其实还有另外一个策略,有点类似于人工选择啦,通常是可以往热点靠,比如肿瘤免疫,相当于你不需要全部的两万多个基因的表达量矩阵进行后续分析, 仅仅是拿着几千个免疫相关基因的表达矩阵即可。
但是关于这一点,就有很多粉丝问我,为什么看了很多文献,大家的 免疫相关基因集的数量都不一样,希望我给出一个可靠的数据源!
随便列举几个免疫基因集数据挖掘文献:
2020-Development and Validation of a Novel Immune-Related Prognostic Model in Hepatocellular Carcinoma
A total of 329 differentially expressed immune-related genes were detected.
64 immune-related genes were identified to be markedly related
to overall survival in HCC patients using univariate Cox regression
analysis.
2020-A novel immune-related genes prognosis biomarker for melanoma: associated with tumor microenvironment
63 immune-related genes of the total 1039 unique IRGs retrieved were associated with overall survival of melanoma.

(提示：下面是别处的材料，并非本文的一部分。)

PR #723, opened 2026-05-07
ci(knip): add dead-code check and clean baseline

### LINKED ISSUE #722: Add Knip in CI to catch dead code
Set up Knip to flag unused files, exports, and dependencies in CI.

Scope:
- Add `knip` as a dev dependency and a `knip` script in package.json
- Configure entry points: `src/cli.ts`, `src/tui/index.tsx`, `src/api/index.ts`, `scripts/*.ts`
- Add a GitHub Actions workflow that runs on PRs and fails on dead-code findings
- Tune ignores for dynamic imports and the `subagent/guidance/` files so the initial run is clean

jorgeraad:
Adds Knip as a CI check to catch unused files, exports, and dependencies, and clears existing findings so the gate ships green.

Knip runs alongside lint/typecheck/test/build via ci.yml. Initial scope is files + dependencies + unlisted; we can broaden to exports/types in a follow-up.

Closes #722.


jorgeraad:
Folded into #725.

2020-Immune-related gene signature for predicting the prognosis of head and neck squamous cell carcinoma
Among 1073 immune genes measured on all platforms, 915 IRGs
were selected after filtering median absolute deviation (MAD) > 0.5.
By 1000 times resampling, 81 IRGs were robustly associated with individual patients’ OS.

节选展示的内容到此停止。